The present invention relates to text classification and information extraction fields, more particularly to one kind, and theme and crucial letter are extracted from news The method of breath.

Background technique

Theme of news extracts the scope for belonging to text classification, and the slot filling in key message extraction belongs to the model of information extraction Farmland is all the chief component of natural language processing.Text classification correlative study can trace back to the fifties in last century earliest, It was to be classified by Expert Rules (Pattern), or even once develop at the beginning of the eighties and established using knowledge engineering at that time Expert system, the advantage of doing so is that short, adaptable and fast solves the problems, such as top, it is apparent that ceiling is very low, it is not only time-consuming and laborious, it covers The range and accuracy rate of lid are all very limited.Later along with internet after the development of statistical learning method, the especially nineties Online amount of text increases and the rise of machine learning subject, has gradually formed a set of warp for solving the problems, such as large-scale text categorization Allusion quotation playing method, the main set pattern in this stage are manual features engineering+shallow-layer disaggregated models.Entire text classification problem is just split into Feature Engineering and classifier two parts.
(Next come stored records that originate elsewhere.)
PR #2351, opened 2021-01-07
PlanetaryAcquisitionFactionLimit enum

Windchild292:
This moves the planetary acquisition faction limit to an enum.


MekHQ/src/mekhq/campaign/enums/PlanetaryAcquisitionFactionLimit.java
```diff
@@ -0,0 +1,111 @@
...
+    public boolean isSelf() {
+        return this == SELF;
+    }
+
+    public boolean generateEnemy() {
+        return isAll();
+    }
+
+    public boolean generateNeutral() {
+        return generateEnemy() || isNeutral();
```
sixlettervariables, line 68: Should this instead be `isAll() || isNeutral()`? Seems off that asking to generate enemies would also bring along neutrals (not speaking to the logic in question, just the words/concepts used).

MekHQ/src/mekhq/campaign/enums/PlanetaryAcquisitionFactionLimit.java
```diff
@@ -0,0 +1,111 @@
...
+    }
+
+    public boolean generateAllied() {
+        return generateNeutral() || isAllied();
```
sixlettervariables, line 72: Likewise, I'd expect this to be `isAll() || isAllied()` based on the name of the method.

MekHQ/src/mekhq/campaign/enums/PlanetaryAcquisitionFactionLimit.java
Windchild292: The logic is that if you allow planetary acquisitions from an enemy-held planet, you also allow acquisitions from neutral planets. This carries forwards so that if you allow generation on a neutral planet, you also allow it on allied planets. Maybe changing the name to generateOnNeutralPlanets would be better?

Windchild292: I've changed the names of the methods in question. The logic is the same, but naming it as generateOn{{Type}}Planet should prevent the confusion in future.

MekHQ/src/mekhq/campaign/enums/PlanetaryAcquisitionFactionLimit.java
```diff
@@ -0,0 +1,111 @@
...
+                    return SELF;
+                case 1:
+                default:
+                    return NEUTRAL;
+            }
+        } catch (Exception ignored) {
+
+        }
+
+        MekHQ.getLogger().error("Unable to parse a PlanetaryAcquisitionFactionLimit from " + text
```
NickAragua, line 100: Why not put this and the return into the catch? An empty catch looks weird.

NickAragua (changes requested):
Minor quibble, looks fine otherwise.

MekHQ/src/mekhq/campaign/enums/PlanetaryAcquisitionFactionLimit.java
Windchild292: It's been the style I've been using for all of these, mostly just to keep the first and second trys looking the same. It would look odd if this enum was a different style to the rest of them.

NickAragua: On that subject, why do we have valueOf followed up by a parseInt? Under what conditions would valueOf fail to return a meaningful value but a parseInt succeed?

Windchild292: Legacy parsing. We currently save it as an integer. This replaces it with an enum, which saves using the name.

NickAragua: How about enclosing both parse attempts in the same try/catch block, since it doesn't really add anything to have two separate try/catch blocks?

Windchild292: Actually, the two are required. ValueOf exceptions out if it isn't valid, which then goes to the integer try catch

NickAragua (approved):
Thinking about it some more, since java doesn't have a TryParse construct, there's not really a way to gracefully handle the situation in PlanetaryAcquisitionFactionLimit.parseFromString() without the empty exceptions, so let's get this merged.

Feature Engineering often most takes time and effort in machine learning, but extremely important.For abstract, engineering Habit problem is the process for converting data to information and refining knowledge again, is characterized in the process of " data -- > information ", determines to finish The upper limit of fruit, and classifier is the process of " information -- > knowledge ", then is to approach this upper limit.However Feature Engineering is different from Sorter model does not have very strong versatility, generally requires to combine the understanding to feature task.Where text classification problem Naturally also there is its distinctive characteristic processing logic in natural language field, this classification task of tradition point largely works also here. Text feature engineering is divided into three Text Pretreatment, feature extraction, text representation parts, and final purpose is to convert text to count The intelligible format of calculation machine, and encapsulate the information for being sufficiently used for classification, i.e., very strong feature representation ability.Classifier is substantially Statistical classification method, substantial majority machine learning method are all applied in text classification field, such as simple pattra leaves This sorting algorithm (Bayes), KNN, SVM, maximum entropy and neural network etc..
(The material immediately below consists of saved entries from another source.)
PR #4124, opened 2024-05-30
Fixed Award Eligibility Tracker Issuing Double Scenario Kill Awards... again

IllianiCBT:
Removed some extra code that was causing autoAwards to count personnel award eligibility twice for Scenario Kill Awards. I also added a missing line that would have caused Misc Awards to appear on the wrong award eligibility page.


Sleet01 (approved):
LGTM

PR #4134, opened 2024-06-03
Updated Labels and Tooltips for Better Clarity and Grammar

IllianiCBT:
- Removed trailing dots for a cleaner GUI
- Updated tooltips and text fields within a handful of ResourcesBundles
- All text grammatically reviewed.
- Removed a cuss from one of our in-code comments


SJuliez (approved):
I'd like to note that trailing dots indicate that a menu option is not a direct action but opens a dialog to input further settings. So it is a valid design choice. I have no strong feelings on that so I'll leave it as a comment.

IntelliJ IDEA uses that:
image
So does Notepad++
image

SJuliez:
Any thoughts on those dots?

IllianiCBT:
> Any thoughts on those dots?

Completely forgot to do this: all restored

SJuliez (approved):

PR #4029, opened 2024-04-24
Linked StratCon OpFor Generation to AtB Difficulty Options, Added OpFor Generation Balance Checks

IllianiBird:
### Current Implementation
StratCon generates opposing forces based on player force Battle Value (BV), ensuring a minimum percentage based on Unit Rating and a unit allowance (based on lances or regional equivalents). If the generated force exceeds the unit allowance, StratCon trims it down until it falls within the allowance.

The current system assumes that player-deployed units are roughly equivalent in value to those generated by StratCon. However, the minimum BV percentage, ranging from 50-100% based on company rating, often results in opposing forces surpassing the player's BV. Additionally, StratCon only adjusts the OpFor unit count if it exceeds the unit allowance, not the BV allowance, leading to challenges with Clan OpFor encounters.

Moreover, the lack of utilization of the "Against the Bot" (AtB) difficulty option means players have no control over the size of opposing forces they face. This issue is compounded by the absence of tools to mitigate the frequency of facing multiple opposing forces due to Scenario modifiers.

### Solutions
**1. BV Allowance Adjustment:** Tying StratCon's BV allowance to the AtB difficulty option introduces scalability.

**2. BV Minimum Reduction:** Reducing BV minimums with a bell curve ensures more varied opposing forces while preventing campaigns at higher company ratings from becoming overly challenging.

**3. Random Unit Trimming:** Introducing a step to randomly remove units ensures opposing forces remain balanced and within a reasonable margin above the BV allowance (125%).

### Campaign Option Customization
In Campaign Options, three new options have been introduced to enhance control over scenario modifiers:

<p align=center>
image
</p>

**1. Maximum:** This option determines the maximum number of random Scenario Mods that can be added to a scenario. Note that fixed modifiers, such as those from StratCon Facilities, remain unaffected by this option.

**2. Chance:** The Chance option represents the percentile chance of a scenario having a random modifier. If a random modifier is rolled, the system will attempt to roll another. This process continues until the system fails to roll a modifier or the maximum number of modifiers is reached.

**3. BV Cap:** The BV Cap option sets the BV Allowance for Scenario Modifiers to the specified percentage. Additionally, a new Scenario Modifier tag (overrideBvCap) has been introduced to override this setting where appropriate. If a scenario modifier overrides the BV Cap, a message is printed to `mekhq.log` to assist in troubleshooting, particularly if users believe their opposing forces are being over-BV'd.

### Closes
closes #4011
closes #4028

PR #4138, opened 2024-06-03
Added Scenario Modifier Options to Campaign Options

### LINKED ISSUE #4028: RFE:  Stratcon.  Make Minimum/Maximum # of Scenario Modifiers Configurable
Title.  There are people like me that want a difficult experience.  And others that want an less intense one.  Modifiers are one of the best ways to control difficultiy.  Right now, up to 3 can be rolled, but according to a code comment, it was always intended that this number be user configurable.  

So I would suggest allow it to be configurable betwee 1-5 in MHQ Campaign Options.

Also, Some modifiers are scenario objectives and should always be allowed (like destroy X base turrets) and some are not randomly rolled, but added by facilities, so they need to be allowed. (OR - also allow the % chance of a facility to add its modifier to a local battle could also be configurable (right now its a flat 75% chance I think).  Allowing people to change it to whatever number they want.

I believe this is the code for the number of random modifiers.  

This would partially address #4011. 

image

image

image

IllianiCBT:
This PR adds the scenario modifier options from the now defunct #4029.

## Closes
Closes #4028


SJuliez (approved):

IllianiCBT:
Conflicts Resolved

PR #4127, opened 2024-06-01
Fixed Clan Creche Graduation in Education Module

IllianiCBT:
This update resolves a typo in the clan creche graduation process. I also removed a number of 'TODO's that got missed by #4118.

This PR must be merged after #4118.

PR #4126, opened 2024-05-31
Added Ability to Manually Edit Education Level to Edit Person View & Fixed Minor Bugs

IllianiCBT:
Added Education Level to CustomizePersonDialog and CreateCharacterDialog. Users can now set the education level of characters through the edit person dialog.

I also applied a couple of minor corrections to the prestigious academies xml, and added a condition to a academy tooltip method call that should result in more robust tooltip creation for the education module.

PR #4139, opened 2024-06-03
Added Second Chance Caste to the Education Module for Warrior Caste Washouts

IllianiCBT:
Requires: #4127 & #4126

This PR adds the ability to select a 'second chance' Warrior Caste sub-caste for Warrior Caste washouts.

When Warrior Caste personnel washout of the Warrior Caste mhq will check that their course index does not match the index of the chosen second chance caste. If there is no match (and second chance is not set to `NONE`), then the aspirant washes into the chosen sub-caste.

If second chance is set to `NONE`, or the aspirant is washing out of the chosen sub-caste, they will washout into a civilian caste as normal.


MekHQ/src/mekhq/campaign/personnel/education/EducationController.java
```diff
@@ -1610,6 +1677,27 @@ private static String graduationEventPicker() {
...
+    private static int getSecondChanceCasteIndex(Campaign campaign) {
+        switch (campaign.getCampaignOptions().getSecondChanceCaste()) {
+            case NONE:
+                return -1;
+            case BA:
+                return 4;
+            case INFANTRY:
+                return 5;
+            case VEHICLE:
+                return 6;
```
SJuliez, line 1695: This looks like it could be shortened by a default: return -1, right?

SJuliez (approved):

IllianiCBT:
Resolved Conflicts

SJuliez:
Yet again, conflicts :)
Also, see my comment. Can get rid of the NONE: case and end in default: return -1;

IllianiCBT:
Addressed feedback and resolved conflicts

Unstructured data as natural language sentences is converted into structural data, then utilizes powerful inquiry work Tool, such as SQL.This method that meaning is obtained from text is referred to as information extraction, and information extracting system search is a large amount of non-structural Change text, finds certain types of entity and relationship, and be used to fill organized database.These databases can be used To find the answer of particular problem.It is broadly divided into name Entity recognition, relationship is extracted.
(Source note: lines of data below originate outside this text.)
PR #4142, opened 2024-06-03
Added No Commander Nag Dialog

IllianiCBT:
- Introduced new Nag dialog for when there's no overall assigned commander in the campaign
- Implemented checkbox option to ignore this reminder
- Updated GUI properties file with No Commander Nag related texts
- Optimized untreated injury check in UntreatedPersonnelNagDialog

Given how much of the turnover and retention module; and upcoming morale module; utilize the overall force commander, it seemed reasonable to have a nag that reminds users to set one.

### DIFF
--- a/MekHQ/src/mekhq/gui/dialog/nagDialogs/NoCommanderNagDialog.java
+++ b/MekHQ/src/mekhq/gui/dialog/nagDialogs/NoCommanderNagDialog.java
@@ -1,5 +1,5 @@
 /*
- * Copyright (c) 2021 - The MegaMek Team. All Rights Reserved.
+ * Copyright (c) 2021 - 2024 The MegaMek Team. All Rights Reserved.
  *
  * This file is part of MekHQ.
  *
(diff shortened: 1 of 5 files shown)


MekHQ/src/mekhq/gui/dialog/nagDialogs/NoCommanderNagDialog.java
```diff
@@ -0,0 +1,43 @@
+/*
+ * Copyright (c) 2021 - The MegaMek Team. All Rights Reserved.
```
SJuliez, line 2: hehe might make this 2024

SJuliez (approved):

MekHQ/src/mekhq/gui/dialog/nagDialogs/NoCommanderNagDialog.java
IllianiCBT: Yeah, that would be helpful wouldn't it? Fixed,

PR #4143, opened 2024-06-04
Adjusted Founder Turnover Modifier & Updated Documentation

IllianiCBT:
Requires #4101

The turnover target number modifier for Founders has been buffed from +2 to +4.

Documentation has been updated to include this and the introduction of a 'Pay Bonus Default' setting that was accidentally pushed to #4101.


MekHQ/src/mekhq/campaign/personnel/enums/PersonnelStatus.java
```diff
@@ -224,6 +246,38 @@ public static PersonnelStatus parseFromString(final String text) {
...
+                case 17:
+                    return OLD_AGE;
+                case 18:
+                    return MEDICAL_COMPLICATIONS;
+                case 19:
+                    return PREGNANCY_COMPLICATIONS;
+                case 20:
+                    return UNDETERMINED;
+                case 21:
+                    return SUICIDE;
```
SJuliez, line 280: ever play Rimworld? There's also FOOD_BINGE and TANTRUM
:D

MekHQ/src/mekhq/campaign/unit/Unit.java
```diff
@@ -4732,6 +4732,30 @@ public void cancelMothballOrActivation() {
     }
     //endregion Mothballing/Activation
 
+    /**
+     * Returns a list of all soldiers in a unit.
+     *
+     * @return a list of Person objects representing the soldiers.
+     */
+    public List<Person> getSoldiers() {
```
SJuliez, line 4740: I suggest giving these methods good titles and/or comprehensive comments. We have many such methods in MM for equipment (hasWorkingMisc...) and it's never quite clear from title/comment what they really do. Might e.g. place the // comments into the javadoc. And, maybe state that soldiers are Infantry personnel (which includes BA)
Also, I believe in a case like this, the @return text alone would be alright. No need to repeat it as in l.4736 unless there's additional info somewhere.

SJuliez (approved):

MekHQ/src/mekhq/campaign/personnel/enums/PersonnelStatus.java
IllianiCBT: Ironically, given I've become the MechSims guy, I don't actually _like_ playing games like Rimworld or Dwarf Fortress. Though I do enjoy listening to people recount their Dwarf Fortress misadventures.

IllianiCBT:
Addressed requested changes

Issue #2238, opened 2020-11-21
47.14 Graphical issues in Personnel Log


gsparks3:
### Environment
47.14
Windows 10
Java 11.0.8

### Description
When scrolling up and down in the Personnel Log on the Personnel tab, often entries will have significant graphical rendering issues. Example:
![image](https://user-images.githubusercontent.com/59574316/99883716-3e798580-2bf7-11eb-9909-a4fec61d7ce8.png)
This seems to clear up if an entry in each section (Personnel Log, Mission Log, Kill Log) is clicked on (each section will resolve the graphical issue individually as an entry is selected). However, switching away from the selected personnel and then back will cause the issue to recur upon scrolling once more. It can be resolved again the same way as before. 

Please check if this issue is related to the Java version in use - I seem to recall not seeing it while using Java 8, but I could be wrong. 

### Files
A campaign file is provided mostly so that one with a good number of personnel log entries is available. This issue has been present for quite some time, across multiple versions, and seems to be campaign-agnostic. 
[Greyscales.cpnx.gz](https://github.com/MegaMek/mekhq/files/5578104/Greyscales.cpnx.gz)

Windchild292:
I've seen this in Java 11 and 13.

IllianiCBT:
This is a java issue and not something we can resolve. Closing.

PR #4145, opened 2024-06-04
Reversed Order of Personnel Logs, Renamed 'Personnel Log' to 'Personal Log'

### LINKED ISSUE #4032: RFE 49.19: UX/UI - optionally display personnel, scenario and kill logs by date descending instead of ascending.
# Request
When going through logs for personnel, the current display lists dates ascendingly (oldest dates list at the top). Since when referring back to the log, I often find that I am interested much more in their recent accomplishments than their old ones, sorting dates descendingly (most recent dates at the top) would make much more sense, as I am a lot less likely to want to quickly refer back to old information. Checking new log info also requires a lot of scrolling on long-serving personnel, though the new collapsible log headers help with this already.

The ability to change sorting format would be useful and improve functionality minorly.

IllianiCBT:
This PR reverses the order of the three personnel logs (personal, scenarios, and kills) so that the order is newest to oldest; instead of oldest to newest. This will help reduce the amount of scrolling users need to do, whenever they're trying to review the personnel logs.

I also went ahead and renamed the 'personnel log' (the one that covers things like unit assignment, marriage, children, and injuries) to 'personal log'. This was a pet peeve of mine and I highly expect I am the only person bothered by this but having 'personnel logs' (as a collection of the three logs) and 'personnel log' (being only the personal log) made discussing the logs a right pain.

## Closes
Partially addresses #2238 by reducing the amount of scrolling required.
Closes #4032


SJuliez (approved):
Note: Leaving the initial comment like this *will* close both issues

Naming Entity recognition (NER) is a classical problem in natural language processing, and application is also extremely wide.Than Name, place name are such as identified from a word, and the name of product, identification medicine name etc. are identified from the search of electric business. Traditional generally acknowledges that relatively good Processing Algorithm is condition random field (CRF), it is a kind of discriminate probabilistic model, is random field One kind being usually used in mark or analytical sequence data, such as natural language text or biological sequence.It is simply to say to apply in NER It is to give a series of feature to go to predict the label of each word.

Relationship is extracted mainly between the semantic classification entity, and the Relation extraction technology of existing mainstream is divided into have supervision Learning method, semi-supervised learning method and unsupervised three kinds of learning method:

1, the learning method of supervision as classification problem, designs Relation extraction task effective special according to training data Then sign uses trained classifier projected relationship to learn various disaggregated models.The problem of this method, is to need big The artificial mark training corpus of amount, and corpus labeling work usually takes time and effort very much.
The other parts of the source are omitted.